HOW TO COMPLETE THIS TASK: What lines in the records include the string "Describe"? Return each one.

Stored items
++++++

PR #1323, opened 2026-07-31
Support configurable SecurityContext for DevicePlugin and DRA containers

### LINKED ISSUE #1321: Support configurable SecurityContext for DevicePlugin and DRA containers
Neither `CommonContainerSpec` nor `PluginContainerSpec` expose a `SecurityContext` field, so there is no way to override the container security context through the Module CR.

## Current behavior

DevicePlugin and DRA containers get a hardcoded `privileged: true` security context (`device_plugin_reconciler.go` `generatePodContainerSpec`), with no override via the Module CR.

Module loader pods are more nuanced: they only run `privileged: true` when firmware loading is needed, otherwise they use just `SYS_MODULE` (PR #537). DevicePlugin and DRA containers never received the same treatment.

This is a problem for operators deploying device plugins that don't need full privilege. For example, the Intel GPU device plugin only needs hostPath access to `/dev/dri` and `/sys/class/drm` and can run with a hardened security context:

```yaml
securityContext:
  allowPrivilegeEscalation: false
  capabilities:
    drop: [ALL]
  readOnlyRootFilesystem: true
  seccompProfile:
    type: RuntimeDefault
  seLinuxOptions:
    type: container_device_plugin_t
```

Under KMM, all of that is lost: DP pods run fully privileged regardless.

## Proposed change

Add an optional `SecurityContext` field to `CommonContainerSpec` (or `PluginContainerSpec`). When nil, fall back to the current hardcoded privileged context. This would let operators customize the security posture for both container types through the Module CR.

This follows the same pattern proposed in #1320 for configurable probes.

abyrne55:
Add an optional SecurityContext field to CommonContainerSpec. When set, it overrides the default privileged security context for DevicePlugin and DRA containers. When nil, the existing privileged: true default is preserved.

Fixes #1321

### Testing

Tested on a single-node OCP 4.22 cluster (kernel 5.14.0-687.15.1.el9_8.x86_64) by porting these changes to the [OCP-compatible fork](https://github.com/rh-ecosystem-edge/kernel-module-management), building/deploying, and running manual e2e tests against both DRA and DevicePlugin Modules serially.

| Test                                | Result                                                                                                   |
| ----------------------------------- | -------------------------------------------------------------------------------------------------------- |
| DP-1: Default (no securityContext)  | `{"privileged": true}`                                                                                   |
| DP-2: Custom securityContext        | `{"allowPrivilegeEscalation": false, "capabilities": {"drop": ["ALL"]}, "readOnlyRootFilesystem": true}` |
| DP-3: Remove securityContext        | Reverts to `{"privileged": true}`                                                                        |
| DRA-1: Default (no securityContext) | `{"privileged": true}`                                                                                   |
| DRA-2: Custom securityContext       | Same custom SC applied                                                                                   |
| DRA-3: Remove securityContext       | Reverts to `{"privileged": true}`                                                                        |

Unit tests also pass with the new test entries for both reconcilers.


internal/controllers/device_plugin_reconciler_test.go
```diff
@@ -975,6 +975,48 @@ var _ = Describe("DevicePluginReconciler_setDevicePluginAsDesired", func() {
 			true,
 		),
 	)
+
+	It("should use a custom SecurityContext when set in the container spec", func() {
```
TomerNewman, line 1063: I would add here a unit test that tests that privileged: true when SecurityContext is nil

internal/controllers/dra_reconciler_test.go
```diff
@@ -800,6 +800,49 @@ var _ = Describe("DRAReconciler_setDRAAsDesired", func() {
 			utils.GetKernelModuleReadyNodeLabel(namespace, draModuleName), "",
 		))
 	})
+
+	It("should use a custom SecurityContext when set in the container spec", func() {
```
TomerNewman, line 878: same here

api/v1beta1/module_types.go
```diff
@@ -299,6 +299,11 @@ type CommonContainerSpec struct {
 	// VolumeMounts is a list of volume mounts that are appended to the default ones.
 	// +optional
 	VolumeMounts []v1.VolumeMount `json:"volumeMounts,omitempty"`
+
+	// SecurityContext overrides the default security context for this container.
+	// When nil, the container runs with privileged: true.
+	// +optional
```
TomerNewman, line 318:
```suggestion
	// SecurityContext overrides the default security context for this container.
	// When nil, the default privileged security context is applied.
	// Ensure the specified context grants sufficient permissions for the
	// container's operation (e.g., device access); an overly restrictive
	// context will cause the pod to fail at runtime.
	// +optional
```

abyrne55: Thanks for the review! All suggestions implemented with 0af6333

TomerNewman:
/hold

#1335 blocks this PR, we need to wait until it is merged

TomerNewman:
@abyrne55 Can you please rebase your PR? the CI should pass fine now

++++++

RESULT OF THIS EXERCISE:
@@ -975,6 +975,48 @@ var _ = Describe("DevicePluginReconciler_setDevicePluginAsDesired", func() {
@@ -800,6 +800,49 @@ var _ = Describe("DRAReconciler_setDRAAsDesired", func() {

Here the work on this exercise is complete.